Please filter the listing below and copy out the lines that hold "Thank".

_Given records_
----

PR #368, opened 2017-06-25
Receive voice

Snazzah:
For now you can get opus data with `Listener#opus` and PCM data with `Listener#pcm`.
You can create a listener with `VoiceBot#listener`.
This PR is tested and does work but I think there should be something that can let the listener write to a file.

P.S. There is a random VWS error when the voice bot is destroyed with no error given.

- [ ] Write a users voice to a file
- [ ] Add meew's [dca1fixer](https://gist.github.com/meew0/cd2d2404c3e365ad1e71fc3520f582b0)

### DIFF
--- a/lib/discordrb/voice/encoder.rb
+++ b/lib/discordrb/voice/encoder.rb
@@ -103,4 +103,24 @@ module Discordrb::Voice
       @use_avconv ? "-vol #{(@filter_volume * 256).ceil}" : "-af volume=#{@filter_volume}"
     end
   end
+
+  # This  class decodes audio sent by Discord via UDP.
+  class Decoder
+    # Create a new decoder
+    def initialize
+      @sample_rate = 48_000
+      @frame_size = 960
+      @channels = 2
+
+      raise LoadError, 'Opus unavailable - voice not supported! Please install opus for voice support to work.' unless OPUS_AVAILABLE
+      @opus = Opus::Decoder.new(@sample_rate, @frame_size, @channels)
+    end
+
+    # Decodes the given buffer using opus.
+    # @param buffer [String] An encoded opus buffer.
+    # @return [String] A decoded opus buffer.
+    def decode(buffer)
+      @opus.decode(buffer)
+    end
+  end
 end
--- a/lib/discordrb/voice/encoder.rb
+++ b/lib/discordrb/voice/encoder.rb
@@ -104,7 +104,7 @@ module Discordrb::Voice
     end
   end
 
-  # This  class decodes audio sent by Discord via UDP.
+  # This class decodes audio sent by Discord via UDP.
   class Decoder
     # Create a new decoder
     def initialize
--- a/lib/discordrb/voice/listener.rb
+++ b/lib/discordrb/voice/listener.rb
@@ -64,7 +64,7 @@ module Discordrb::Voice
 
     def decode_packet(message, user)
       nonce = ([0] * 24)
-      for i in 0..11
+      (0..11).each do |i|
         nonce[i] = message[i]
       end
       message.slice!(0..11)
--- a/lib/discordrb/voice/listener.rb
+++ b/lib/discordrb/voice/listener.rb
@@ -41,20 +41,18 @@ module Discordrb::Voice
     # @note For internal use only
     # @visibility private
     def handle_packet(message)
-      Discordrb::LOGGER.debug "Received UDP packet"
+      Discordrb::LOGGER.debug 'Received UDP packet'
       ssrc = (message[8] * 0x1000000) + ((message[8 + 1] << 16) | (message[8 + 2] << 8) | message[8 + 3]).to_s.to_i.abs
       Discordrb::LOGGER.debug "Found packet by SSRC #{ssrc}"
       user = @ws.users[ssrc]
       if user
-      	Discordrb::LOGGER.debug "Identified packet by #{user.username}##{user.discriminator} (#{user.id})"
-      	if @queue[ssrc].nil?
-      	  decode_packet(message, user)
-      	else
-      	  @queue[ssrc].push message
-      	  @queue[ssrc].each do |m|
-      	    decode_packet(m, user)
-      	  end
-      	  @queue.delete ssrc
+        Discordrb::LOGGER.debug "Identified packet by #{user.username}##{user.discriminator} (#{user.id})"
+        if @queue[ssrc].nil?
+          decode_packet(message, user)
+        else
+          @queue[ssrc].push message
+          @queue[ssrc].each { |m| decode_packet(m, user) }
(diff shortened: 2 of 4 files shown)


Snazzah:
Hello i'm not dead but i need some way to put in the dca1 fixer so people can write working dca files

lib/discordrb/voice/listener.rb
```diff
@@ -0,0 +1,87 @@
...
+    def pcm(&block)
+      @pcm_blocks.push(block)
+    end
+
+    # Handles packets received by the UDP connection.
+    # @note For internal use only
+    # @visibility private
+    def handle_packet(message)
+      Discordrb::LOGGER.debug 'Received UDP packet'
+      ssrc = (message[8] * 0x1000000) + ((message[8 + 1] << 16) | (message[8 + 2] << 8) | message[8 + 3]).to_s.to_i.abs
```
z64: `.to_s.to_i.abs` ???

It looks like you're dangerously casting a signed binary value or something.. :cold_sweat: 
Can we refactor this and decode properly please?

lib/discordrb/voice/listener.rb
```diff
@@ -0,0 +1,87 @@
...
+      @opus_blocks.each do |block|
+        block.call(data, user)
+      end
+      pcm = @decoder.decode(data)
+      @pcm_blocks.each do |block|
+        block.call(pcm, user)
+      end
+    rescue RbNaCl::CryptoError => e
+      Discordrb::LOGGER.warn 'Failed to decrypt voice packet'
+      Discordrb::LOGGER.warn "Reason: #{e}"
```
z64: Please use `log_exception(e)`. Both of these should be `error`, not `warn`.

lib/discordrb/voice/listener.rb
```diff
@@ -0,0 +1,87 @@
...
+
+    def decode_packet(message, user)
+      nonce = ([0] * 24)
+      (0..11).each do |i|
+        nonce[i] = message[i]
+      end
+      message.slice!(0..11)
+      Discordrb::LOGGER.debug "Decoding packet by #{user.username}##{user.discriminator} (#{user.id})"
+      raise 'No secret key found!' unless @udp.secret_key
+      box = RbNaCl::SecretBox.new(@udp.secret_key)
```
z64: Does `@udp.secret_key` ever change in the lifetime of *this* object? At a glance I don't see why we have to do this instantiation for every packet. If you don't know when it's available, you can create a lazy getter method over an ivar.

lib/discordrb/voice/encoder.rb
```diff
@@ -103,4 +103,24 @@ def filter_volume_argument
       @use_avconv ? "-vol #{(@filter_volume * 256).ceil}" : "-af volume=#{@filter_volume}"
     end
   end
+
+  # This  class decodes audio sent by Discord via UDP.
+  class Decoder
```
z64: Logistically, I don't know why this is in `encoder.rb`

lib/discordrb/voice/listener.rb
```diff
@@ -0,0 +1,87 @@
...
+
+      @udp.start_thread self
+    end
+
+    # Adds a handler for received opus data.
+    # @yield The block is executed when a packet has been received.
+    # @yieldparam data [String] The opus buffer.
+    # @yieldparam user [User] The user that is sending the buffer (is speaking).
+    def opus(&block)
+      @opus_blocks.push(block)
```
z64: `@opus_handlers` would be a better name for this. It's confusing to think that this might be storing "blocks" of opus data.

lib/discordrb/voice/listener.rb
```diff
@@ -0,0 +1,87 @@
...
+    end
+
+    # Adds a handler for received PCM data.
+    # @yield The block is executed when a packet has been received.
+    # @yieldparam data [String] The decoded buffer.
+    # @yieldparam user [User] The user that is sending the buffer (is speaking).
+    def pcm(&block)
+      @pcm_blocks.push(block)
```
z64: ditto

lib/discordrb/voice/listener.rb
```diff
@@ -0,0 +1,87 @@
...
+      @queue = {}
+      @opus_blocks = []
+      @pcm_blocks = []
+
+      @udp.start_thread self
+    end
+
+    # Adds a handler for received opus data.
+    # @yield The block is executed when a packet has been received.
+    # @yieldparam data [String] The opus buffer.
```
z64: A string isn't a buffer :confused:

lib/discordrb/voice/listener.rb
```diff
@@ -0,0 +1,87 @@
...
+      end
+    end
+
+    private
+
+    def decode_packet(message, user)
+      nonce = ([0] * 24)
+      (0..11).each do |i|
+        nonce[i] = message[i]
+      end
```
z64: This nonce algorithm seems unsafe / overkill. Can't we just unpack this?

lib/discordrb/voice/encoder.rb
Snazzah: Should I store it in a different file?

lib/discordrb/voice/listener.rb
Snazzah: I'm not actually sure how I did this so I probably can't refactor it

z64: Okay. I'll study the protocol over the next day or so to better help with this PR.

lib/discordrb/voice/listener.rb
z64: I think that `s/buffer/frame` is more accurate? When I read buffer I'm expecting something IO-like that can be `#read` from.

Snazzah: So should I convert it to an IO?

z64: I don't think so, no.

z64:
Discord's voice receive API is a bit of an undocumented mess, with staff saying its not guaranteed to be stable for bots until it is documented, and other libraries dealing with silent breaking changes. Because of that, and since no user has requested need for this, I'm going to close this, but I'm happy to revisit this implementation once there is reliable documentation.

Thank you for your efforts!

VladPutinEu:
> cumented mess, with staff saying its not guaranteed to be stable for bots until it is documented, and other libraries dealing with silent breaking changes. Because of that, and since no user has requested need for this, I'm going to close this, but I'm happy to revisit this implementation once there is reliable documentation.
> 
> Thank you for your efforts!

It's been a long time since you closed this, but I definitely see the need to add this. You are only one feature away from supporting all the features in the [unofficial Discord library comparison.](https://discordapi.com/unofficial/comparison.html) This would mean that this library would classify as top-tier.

----

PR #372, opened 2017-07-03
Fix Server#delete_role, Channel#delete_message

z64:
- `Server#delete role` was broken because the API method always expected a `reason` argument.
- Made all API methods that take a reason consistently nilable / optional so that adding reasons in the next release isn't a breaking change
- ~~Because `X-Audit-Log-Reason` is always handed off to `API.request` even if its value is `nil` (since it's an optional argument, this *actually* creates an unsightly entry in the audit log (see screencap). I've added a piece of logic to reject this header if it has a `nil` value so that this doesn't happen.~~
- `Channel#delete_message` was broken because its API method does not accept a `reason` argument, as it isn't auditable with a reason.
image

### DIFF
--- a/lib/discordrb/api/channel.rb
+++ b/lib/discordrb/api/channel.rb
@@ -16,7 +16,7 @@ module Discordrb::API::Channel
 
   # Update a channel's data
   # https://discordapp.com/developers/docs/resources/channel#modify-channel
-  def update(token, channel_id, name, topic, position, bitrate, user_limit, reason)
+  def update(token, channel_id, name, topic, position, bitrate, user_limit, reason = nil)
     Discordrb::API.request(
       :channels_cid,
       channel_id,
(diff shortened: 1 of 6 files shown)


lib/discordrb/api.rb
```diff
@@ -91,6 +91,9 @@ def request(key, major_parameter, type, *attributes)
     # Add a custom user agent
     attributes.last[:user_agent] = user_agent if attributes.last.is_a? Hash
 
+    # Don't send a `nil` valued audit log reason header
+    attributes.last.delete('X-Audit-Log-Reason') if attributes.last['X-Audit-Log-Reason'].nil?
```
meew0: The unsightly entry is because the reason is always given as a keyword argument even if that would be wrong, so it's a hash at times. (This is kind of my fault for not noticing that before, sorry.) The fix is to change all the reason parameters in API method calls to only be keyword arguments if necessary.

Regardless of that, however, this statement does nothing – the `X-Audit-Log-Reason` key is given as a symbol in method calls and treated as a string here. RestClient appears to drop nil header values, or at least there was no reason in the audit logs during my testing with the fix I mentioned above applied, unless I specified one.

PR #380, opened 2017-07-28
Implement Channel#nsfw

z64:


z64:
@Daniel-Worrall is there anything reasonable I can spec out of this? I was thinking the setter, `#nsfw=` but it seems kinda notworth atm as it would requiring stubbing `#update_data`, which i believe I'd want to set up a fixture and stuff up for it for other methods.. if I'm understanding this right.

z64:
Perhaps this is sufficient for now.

----

_Output of the exercise_
Thank you for your efforts!
> Thank you for your efforts!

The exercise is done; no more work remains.